Bologna (BO), 10 Novembre - November 1999 / 12 Novembre - November 1999
» Indice degli atti del programma
Paola Di Giulio
10 Novembre - November 1999: 09:45 / 10:15
- Autorizzazione,
certificazione ed accreditamento, quale ricaduta su :
- i
processi assistenziali
infermieristici
-
- Paola
Di Giulio
- Unità
di Ricerca Infermieristica, Istituto Mario Negri, Milano
- Redazione
della Rivista Assistenza Infermieristica e ricerca
-
- L’accreditamento
dei servizi sanitari è nato negli Stati Uniti all’inizio del XX secolo,
e si è successivamente diffuso in molti paesi, mantenendo nei diversi
contesti elementi costanti e comuni.
- L’accreditamento
è un processo nel quale una organizzazione esterna alle strutture
sanitarie, usualmente non governativa, valuta un’organizzazione
sanitaria per determinare se corrisponda ad un insieme di standard
finalizzati a mantenere e migliorare la qualità dell’assistenza
sanitaria. L’accreditamento è solitamente volontario. Gli standard di
accreditamento sono normalmente considerati ottimali e raggiungibili.

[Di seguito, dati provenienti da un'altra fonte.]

PR #4862, opened 2021-11-01
Disable riru modules when zygisk is on

yujincheng08:
Also disable zygisk modules when zygisk is off

Reveal in the manager and let the user know why modules are not loaded

### DIFF
--- a/native/jni/core/module.cpp
+++ b/native/jni/core/module.cpp
@@ -705,8 +705,10 @@ static void collect_modules(bool open_zygisk) {
         module_info info;
         if (zygisk_enabled) {
             // Riru and its modules are not compatible with zygisk
-            if (entry->d_name == "riru-core"sv || faccessat(modfd, "riru", F_OK, 0) == 0)
+            if (entry->d_name == "riru-core"sv || faccessat(modfd, "riru", F_OK, 0) == 0) {
+                close(openat(modfd, "disable", O_CREAT | O_WRONLY, S_IRWXU));
                 return;
+            }
             if (open_zygisk) {
 #if defined(__arm__)
                 info.z32 = openat(modfd, "zygisk/armeabi-v7a.so", O_RDONLY | O_CLOEXEC);
@@ -721,6 +723,12 @@ static void collect_modules(bool open_zygisk) {
 #else
 #error Unsupported ABI
 #endif
+            }
+        } else {
+            // Disable zygisk modules when zygisk is not enabled
+            if (faccessat(modfd, "zygisk", F_OK, 0) == 0) {
+                close(openat(modfd, "disable", O_CREAT | O_WRONLY, S_IRWXU));
+                return;
             }
         }
         info.name = entry->d_name;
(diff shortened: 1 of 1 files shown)


3033071101 (approved):

Fox2Code:
If a module want to support both riru and zygisk, what happen?
zygisk on = diabled because it's a riru module
zygisk off = diabled because it's a zygisk module

yujincheng08:
Impossible

Fox2Code:
The point of my argument is not about hybrid modules but about edges cases. 
What if zygisk support is optional for a module?
I'm not against the idea of this commits, I just would like developers to have a way to not be affected by this.
Something like adding a check for `zygisk_optional` for example would be sufficient for me to be happy with this PR

yujincheng08:
This commit is just for UI shows. https://github.com/topjohnwu/Magisk/commit/73d36fdff09f69d5bc74538be0114bebede8c6f6 has already disabled riru modules.

yujincheng08:
And for edge cases, it also applies to riru modules.

native/jni/core/module.cpp
```diff
@@ -722,6 +725,13 @@ static void collect_modules(bool open_zygisk) {
 #error Unsupported ABI
 #endif
             }
+        } else {
+            // Disable zygisk modules when zygisk is not enabled
+            if (faccessat(modfd, "zygisk", F_OK, 0) == 0) {
```
Fox2Code, line 730: Something like this would make me happy,  as developers that only use zygisk to enhance their modules and not as a core functionality would not be forced to ask the user to install or not to install the zygisk files on install
```cpp
            if (faccessat(modfd, "zygisk_optional", F_OK, 0) != 0 
                && accessat(modfd, "zygisk", F_OK, 0) == 0) {
```

yujincheng08: this pr is just for UI shows so I won't make any API changes.

Fox2Code: You disable every module that contain `zygisk` files whatever they need `zygisk` or not.
You are just breaking zygisk api itself at this point. 
- I'm ok with disabling modules for UI
- I'm also ok with disabling zygisk modules that require zygisk to work
- But I'm not ok with forcing modules maker to make guesses on whatever they should add or not zygisk files to their module if it's optional for them.

You are actually forcefully disabling any module containing a `zygisk` file whatever they are needed or not without providing any proper alternative for the ones needing them.

yujincheng08: I am ok with the last point since the same logic applies to riru modules now.

3033071101 (approved):

native/jni/core/module.cpp
Fox2Code: You know what, just leave it like this, anyone can do a PR
For now it's good enough because "zygisk" is just at it's beginning stage.
I will probably wait for your PR to be accepted before doing mine on top of the changes you made.
(Or you can just apply the code I suggested, if you want)
Anyway I will probably do a PR anyway because this new behavior need also to be documented.

Fox2Code (approved):
I'm fine with the concept of disabling incompatible modules, API may need to be more modular for module developers, but this is not the goal of this pull request.

PR #3528, opened 2025-07-03
fix: Add snap metadata to simulation accounts

GuillaumeRx:
The Interface controller in the simulation environment would fail if the `AccountSelector` uses `hideExternalAccounts` due to the missing snap metadata in the partial account object we use in the simulation.

This adds some logic to generate this metadata if the account is flagged as `owned` in the simulation options.

### DIFF
--- a/packages/snaps-simulation/src/utils/account.ts
+++ b/packages/snaps-simulation/src/utils/account.ts
@@ -1,5 +1,6 @@
 import type { SnapId } from '@metamask/snaps-sdk';
-import type { SimulationAccount } from 'src/options';
+
+import type { SimulationAccount } from '../options';
 
 export const addSnapMetadataToAccount = (
   account: SimulationAccount,


packages/snaps-simulation/src/utils/account.ts
```diff
@@ -0,0 +1,23 @@
...
+      ...account,
+      metadata: {},
+    };
+  }
+
+  return {
+    ...account,
+    metadata: {
+      snap: {
+        id: snapId,
```
FrederikBolding, line 20:
```suggestion
        id: snapId,
        enabled: true,
```

packages/snaps-jest/src/helpers.ts
```diff
@@ -371,6 +377,7 @@ export function getMockAccount({
   address,
   assets = [],
   selected = false,
+  owned = false,
```
FrederikBolding, line 380: Wondering if the default should be owned or not 🤔

packages/snaps-simulation/src/utils/account.ts
GuillaumeRx: We don't care about enabled :thinking:

packages/snaps-jest/src/helpers.ts
GuillaumeRx: I don't have a strong preference, we set `selected` to false and I treat those flags as optionally toggle-able if you really need them

Mrtenz (approved):

PR #3532, opened 2025-07-09
feat: Allow all children in `Row`

FrederikBolding:
Allow `BoxChildStruct` as child of `Row`. This enables a bunch of additional use-cases for `Row` by allowing any component as its child.


packages/snaps-sdk/src/jsx/components/Row.ts
GuillaumeRx, line 1: Needs a JSDoc update for `children`

GuillaumeRx (changes requested):

GuillaumeRx (changes requested):
We also need to add `Value` to `BoxChildStruct`

GuillaumeRx (approved):

PR #3539, opened 2025-07-18
fix: Use custom state manager for cronjob controller

Mrtenz:
This updates the cronjob controller to add a custom `stateManager` property for persisting state. This is a temporary workaround for the controller persisting state too often, causing the entire client state to be written.

### DIFF
--- a/packages/snaps-controllers/src/cronjob/CronjobController.test.ts
+++ b/packages/snaps-controllers/src/cronjob/CronjobController.test.ts
@@ -28,7 +28,7 @@ function getMockStateManager(): CronjobControllerStateManager {
   let state: CronjobControllerState | undefined;
 
   return {
-    get: () => state,
+    getInitialState: () => state,
     set: (newState) => {
       state = newState;
     },
--- a/packages/snaps-controllers/src/cronjob/CronjobController.ts
+++ b/packages/snaps-controllers/src/cronjob/CronjobController.ts
@@ -95,7 +95,7 @@ export const DAILY_TIMEOUT = inMilliseconds(24, Duration.Hour);
 
 export type CronjobControllerStateManager = {
   set(state: CronjobControllerState): void;
-  get(): CronjobControllerState | undefined;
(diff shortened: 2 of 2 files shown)


packages/snaps-controllers/src/cronjob/CronjobController.test.ts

L’accreditamento fornisce all’organizzazione un mandato visibile per
migliorare la qualità delle cure fornite ed assicurare un ambiente di
cura sicuro1.
- Le
diverse agenzie di accreditamento danno definizioni diverse: i programmi
di accreditamento si basano tutti su un processo di autovalutazione e di
revisione tra pari focalizzati sul miglioramento continuo e ad indirizzare
i processi, i risultati e le strutture al miglioramento dei sistemi di
erogazione dell’assistenza sanitaria.
- L’attivazione
dei programmi di accreditamento si può riportare a tre motivazioni:
- 1. Volontà delle strutture sanitarie e dei professionisti di avere
una valutazione oggettiva dei propri livelli qualitativi.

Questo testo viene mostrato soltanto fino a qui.